Beyond that, stay tuned to for information about upcoming showings at various film festivals and other venues. We hope to see you at the movies!

Our First Review is In!


Liberace, right, played The Tent for 16 straight years, from 1964 to 1980. He’s shown here on the Warwick Music Theatre stage in 1979 with Alexander Tomasso III of Providence. (Providence Journal files)

THE TENT: Life in the Round Is An Ovation to Warwick Musical Theatre

01:00 AM EDT on Friday, August 21, 2009

By Michael Janusonis
Journal Arts Writer

If you lived in Rhode Island at any point in the second half of the 20th century, The Tent was more than likely a part of your summertime life.

The Warwick Musical Theatre, which was known to most Rhode Islanders as “The Tent” even long after it was replaced by an actual building in 1967, was where from 1955 to 1999 you had the chance to sit in uncomfortable canvas seats, swelter in the un-air-conditioned sultry heat and be entertained by the likes of Mitzi Gaynor, Paul Anka, Bobby Vinton, Mel Tillis, The Beach Boys, Bob Hope, Jack Benny, Johnny Carson, Buddy Hackett, Joan Rivers, Victor Borge, George Burns and too many more to mention. And all for a ticket price that now seems like peanuts compared with what’s charged today.

The Tent itself has been gone for an entire decade, the victim of performers fleeing to bigger amphitheaters and better-paying casino venues. But the memories linger and come alive again in THE TENT: Life in the Round, which will have its world premiere at 7 p.m. Saturday at the Providence Performing Arts Center. It’s a feature-length documentary tribute to the theater, the Bonoff family that ran it for all those years, the many artists who played there and the crew that worked tirelessly behind the scenes, more for love than money, to make sure the show did go on.

You may not realize just how many memories you have stored about the place until you sit through THE TENT, which was directed, written and co-produced by Washington, D.C., filmmaker Brian Jones.
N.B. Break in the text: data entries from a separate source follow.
PR #543, opened 2019-11-14
Decouple direct connection from face selection to specific use.

rburema:


plugins/Tools/RotateTool/RotateTool.py
```diff
@@ -56,9 +56,10 @@ def __init__(self):
         self._iterations = 0
         self._total_iterations = 0
         self._rotating = False
-        self.setExposedProperties("ToolHint", "RotationSnap", "RotationSnapAngle", "SelectFaceSupported")
+        self.setExposedProperties("ToolHint", "RotationSnap", "RotationSnapAngle", "SelectFaceSupported", "SelectFaceToLayFlatMode")
         self._saved_node_positions = []
 
+        self._selectFaceMode = False
```
nallath: Code style; should be select_face_mode

plugins/Tools/RotateTool/RotateTool.py
```diff
@@ -264,6 +268,23 @@ def setRotationSnapAngle(self, angle):
             self._snap_angle = angle
             self.propertyChanged.emit()
 
+    ##  Wether the rotate tool is in 'Lay flat by face'-Mode.
+    #
+    #   \return (bool)
+    def getSelectFaceToLayFlatMode(self):
```
nallath: Missing mypy typing.

plugins/Tools/RotateTool/RotateTool.py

He used a treasure trove of archival footage from local TV stations, the Rhode Island Historical Society and memorabilia and photos from the collection of Larry Bonoff, son of the theater’s founders, all flawlessly edited by Emmy-winning filmmaker Jim Karpeichik and narrated by Patrice Wood. It’s a warm-hearted, endearing portrait of a place where everyone who worked there came together every summer, year after year, as one big happy family to present the kind of performers one could only see at the time on television or in the movies.

There are shots of the crew putting up the tent and of the two-poled tent itself surrounded by what were then cow pastures on Route 2 in Warwick. There are memories of the early summer stock shows, which went big-time in August 1963 when the theater finally brought in a real star — Anna Maria Alberghetti — to perform in West Side Story. There’s singer Gisele MacKenzie arriving at the theater in a helicopter. Betsy Menders, daughter of Buster and Barbara Bonoff, recalls that on rainy days they’d go over the canvas seats (“The most uncomfortable seats in the world”) with hair dryers to get out the dampness. There are shots of after-show parties at the nearby Golden Lantern restaurant with the likes of Tony Bennett, Bob Newhart, George Burns and Liberace, who became a houseguest of owner Rose Farina and built her a piano-shaped swimming pool. Huey Lewis talks about trying to get used to the revolving circular stage and eventually loving it. Engelbert Humperdinck talks of playing the revolving stage and hating it. Wynonna Judd speaks about the intimacy of the place that allowed her to connect with the audience.

Audience members fondly recall how they could get up close to the stars who would sign autographs before the show and later run up and down the long aisles to make their entrances and exits. Betsy Palmer recalls running up those aisles in hoop skirts on a steamy night during a performance of The King and I and wondering in frustration, “What am I doing here?”

In one of the film’s funniest moments, Howie Mandel is seen on stage realizing that he’s suddenly co-starring with a large moth that has landed on his pants leg. Amusingly, local comedian Charlie Hall recalls getting a phone call at 6 o’clock one evening during his birthday party from a frantic Larry Bonoff, who pleaded with him to come be the last-minute replacement for Jerry Seinfeld’s opening act who didn’t show. Bonoff promised to buy Hall and his friends dinner afterward. The kicker to this story turns out to be even more amusing.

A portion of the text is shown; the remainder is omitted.